The dish is very different, yet the ingredients similar: without going into too much details, let’s sketch the recipe. In the following, keep in mind that we will mostly cook against symmetric properties, that is properties $\mathcal{P}$ invariant by relabeling of the domain elements: if $D\in\mathcal{P}$, then for any permutation $\pi$ of $[n]$ one has $D\circ\pi\in\mathcal{P}$.

• elements do not matter: all information any tester can use can be found in the fingerprint of the samples it obtained. In other terms, we can completely forget the actual samples for the sake of our lower bound, and only prove things about their fingerprint, fingerprint of fingerprint, and so on.
• Poissonization is our friend: if we take $m$ samples from a distribution, then the fingerprint, a tuple of $m$ integer random variables $X_1,\dots X_m$, lacks a very nice feature: the $X_i$‘s are not independent (they do kind of have to sum to $m$, for instance). But if instead of this, we were to take $m^\prime\sim\mathrm{Poisson}(m)$ samples, then the individual components of the fingerprint will be independent! Even better, many nice properties of the Poisson distribution will apply: the random variable $m^\prime$ will be tightly concentrated around its mean $m$, for instance. (this applies whether the property is symmetric or not. When in doubt, Poissonize. Independence!)
• Central Limit Theorems: the title ain’t witty here, but the technique is. As a very high-level, imagine we get to random variables $T, S$ corresponding to the “transcript” of what a tester/algorithm sees from taking $m$ samples from two possible distributions it should distinguish. We would like to argue that the distributions of $T$ and $S$ are close, so close (in a well-defined sense) that it is information-theoretically impossible to do so. This can be very difficult; a general idea would be to prove that there exists another distribution $G$, depending on very few parameters — think of a Gaussian: only the mean and (co)variance (matrix) — such that both $S$ and $T$ are close to $G$. Then, by the triangle inequality, they must be close, and we are done.Sweeping a lot of details under the rug, what Paul presented is this very elegant idea of proving new Central Limit Theorems that exactly give that: theorems that state that asymptotically (with quantitative bounds on the convergence rate), some class of distributions of interest will “behave like” a multivariate Gaussian or Multinomial with the “right parameters” — where “behave like” refers to a convient metric on distributions (e.g. Earthmover or Total Variation), and “right parameters” means “as few as possible”, in order to keep as many degrees of freedom when designing the distributions of $S$ and $T$).Proving such CLT’s is no easy task, but — on the bright side — they have many applications, even outside the field of distribution testing.

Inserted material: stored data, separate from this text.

PR #160, opened 2022-06-25
Use Connection.connect in hello-world-js

lorensr:


bergundy (approved):
Thanks!
Wanna fix the lint warnings while you’re at it?

vkarpov15 (approved):
Is there any more info on when you should use `connect()` vs `create()`? And should we make this change in other samples?

lorensr:
Only non-deprecated methods left in API are `Connection.connect` and `NativeConnection.connect`. All remaining .creates are changed in this PR.

PR #164, opened 2022-07-01
Install ts-node in hello-world sample

bergundy:


rylandg (approved):
LGTM, thanks for quick fix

There would be much, much more to cover here, but I’m past 600 words already, and was only allowed $\mathrm{Poisson}(500)$.

-Clément

*In order to avoid pathological cases for estimating support size, we assume none of the probability are in the range $(0,\frac{1}{n})$.

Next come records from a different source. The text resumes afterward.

PR #260, opened 2023-12-25
fix: should reconcile targets consistently

### LINKED ISSUE #259: Bundle is continuously synced when PKCS12 is enabled
When the PKCS12 additional format is enabled trust-managed is continuously syncing the ConfigMaps and ultimately filling up etcd with old versions, compacting and defragging etcd results in it filling back up to several GB size within 15 minutes or so.

Nothing in the logs to suggest why (even with the logging level set to 5) and the logs indicate a successful sync but it fires a sync every seconds or so, stops as soon as I remove the PKCS12 format from the Bundle. Not happening with JKS.

K8s 1.27.7 - RKE2
trust-managed 0.7.0 - Installed from Helm

erikgb:
When checking target keys using managed fields, we must also check `binaryData` field in target configmaps.

Fixes #259

### DIFF
--- a/test/integration/bundle/suite.go
+++ b/test/integration/bundle/suite.go
@@ -447,6 +447,41 @@ var _ = Describe("Integration", func() {
 		}, eventuallyTimeout, eventuallyPollInterval).Should(BeNil(), "checking that bundle was re-added to newly labelled namespace")
 	})
 
+	Context("Reconcile consistency", func() {
+		It("should have stable resourceVersion", func() {
+			var configMap corev1.ConfigMap
+			Expect(cl.Get(ctx, client.ObjectKey{Namespace: "kube-system", Name: testBundle.Name}, &configMap)).To(Succeed())
+			resourceVersion := configMap.ResourceVersion
+			Consistently(komega.Object(&configMap)).Should(HaveField("ObjectMeta.ResourceVersion", Equal(resourceVersion)))
+		})
+
+		It("should have stable resourceVersion for JKS target", func() {
+			Expect(komega.Update(testBundle, func() {
+				testBundle.Spec.Target.AdditionalFormats = &trustapi.AdditionalFormats{
+					JKS: &trustapi.JKS{KeySelector: trustapi.KeySelector{Key: "target.jks"}}}
+			})()).To(Succeed())
+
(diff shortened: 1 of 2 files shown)


inteon:
@erikgb just for context, do you know why the extra reconciliations and patches keep happening? It was expecting the noop patches to not trigger new reconciliations.

erikgb:
@inteon Neither the JKS nor PKCS#12 format is idempotent, so when the check for keys never match it will patch the target with changes. I really don't know why this didn't happen with JKS only. The added tests only fail on PKCS#12 without the fix...

inteon:
@erikgb I think we explicitly try to make the JKS encoded value deterministic: https://github.com/cert-manager/trust-manager/blob/54e8b096c2faf5e2f11454739d2abd4f5a691f75/pkg/bundle/sync.go#L191-L193

inteon:
@erikgb It looks like the pkcs#12 format is using a random salt, which makes it non-idempotent.
see https://github.com/SSLMate/go-pkcs12/blob/v0.4.0/pkcs12.go#L704C5-L706

Now that I fully understand the cause of this issue and why it occurs for pkcs#12 & not for JKS, I'm more than happy to merge this.
/approve
/lgtm

test/integration/bundle/suite.go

**At least, when channeled by sufficiently talented theoreticians.

 Estimating the unseen: A sublinear-sample canonical estimator of distributions, Valiant, Valiant (2010).
 A CLT and tight lower bounds for estimating entropy, Valiant, Valiant (2010).
 Estimating the Unseen: An n/log(n)-sample Estimator for Entropy and Support Size, Shown Optimal via New CLTs, Valiant, Valiant (2011).
 Estimating the Unseen: Improved Estimators for Entropy and other Properties, Valiant, Valiant (2013).
 An Automatic Inequality Prover and Instance Optimal Identity Testing, Valiant, Valiant (2014).
 Testing Symmetric Properties of Distributions, Valiant (2011).